Gabrielle Giffords Gets Some Insight on Recovering From Her Brain Injury

INSIDE EDITION looks at the possible outcome of Gabrielle Giffords's brain injury and talks to others who have lived through similar situations.

ABC News's Bob Woodruff has unique insight into what it's like inside Congresswoman Gabrielle Giffords's hospital room.

"In my situation, this was an absolute miracle, and I really hope to gods that here is a miracle as well. After you survive a hit like this, it just takes a lot longer to get back to your old way," says Woodruff.

Woodruff suffered a devastating brain injury exactly five years ago, when a roadside bomb detonated next to the tank carrying him in Iraq. The scan actually shows the shrapnel and rock that crushed his skull, leaving hundreds of fragments lodged in his brain. But he says Giffords is already in better shape than he was.

"I did not react at all when they tried to command me to move or speak. She is reacting, she is squeezing the hands," explained Woodruff.

When Woodruff regained consciousness more than a month after the explosion, the left side of his head was collapsed. Giffords injury is also to the left side of her brain.

"I didn't know the names of my children." Woodruff tells and warns Giffords's family that those cognitive problems often stick around.

It's a sentiment echoed by Mary Jo Buttafuoco, "You will never recover from a gun shot would, a gunshot wound is devistatating but you can learn to live with it."

Like Giffords, Buttafuoco was shot in the head. The shooter was her husband's mistress, so-called Long Island Lolita Amy Fisher. The right side of Buttafuoco's face was left permanently paralyzed.
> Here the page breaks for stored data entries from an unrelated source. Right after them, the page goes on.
PR #6244, opened 2024-12-01
Filter out unsupported watch page only mixes from search results

absidue:
# Filter out unsupported watch page only mixes from search results

## Pull Request Type

- [x] Bugfix

## Related issue
closes #6196

## Description

Watch page only mixes are not supported in FreeTube as they only exist on the YouTube watch page, that means they don't have their own playlist pages. Those unsupported mix playlists used to be filtered out automatically as they had their own `Mix` node which we didn't parse, but now YouTube has switched them to the same `LockupView` with `content_type = 'PLAYLIST'` that they use for normal playlists.

Some mixes such as the ones on `https://youtube.com/music` have actual playlist pages, they can be identified by the fact that their playlist IDs start with `RDCL`, which this pull request explicitly checks for to make sure that those types don't get filtered out.

## Testing

Search for `music` and check that the mix playlist doesn't show up in the local API search results.

## Desktop

- **OS:** Windows
- **OS Version:** 10

### DIFF
--- a/src/renderer/helpers/api/local.js
+++ b/src/renderer/helpers/api/local.js
@@ -849,6 +849,7 @@ function handleSearchResponse(response) {
       return item.type === 'Video' || item.type === 'Channel' || item.type === 'Playlist' || item.type === 'HashtagTile' || item.type === 'Movie' || item.type === 'LockupView'
     })
     .map((item) => parseListItem(item))
+    .filter((item) => item)
 
   return {
     results,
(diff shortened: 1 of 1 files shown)


PikachuEXE:
What is mixes... (I never use Youtube unless leaving comments which is rare)

efb4f5ff-1298-471a-8973-3d47447115dc (approved):

ChunkyProgrammer (approved):

kommunarr (approved):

Now divorced and living in Las Vegas with her fiance, Mary Jo is the author of  Getting It Through My Thick Skull. Buttafuoco spoke with INSIDE EDITION's Megan Alexander.

"What is ahead for representative Giffords?" Megan asked.

Buttafuoco replied, "She's in for a long road, but it sounds like she has the support of her family and that's the most important thing."

Woodruff agrees that the support of Giffords's family will mean the world to her recovery. The first thing that he responded to was the sound of his daughter's voice.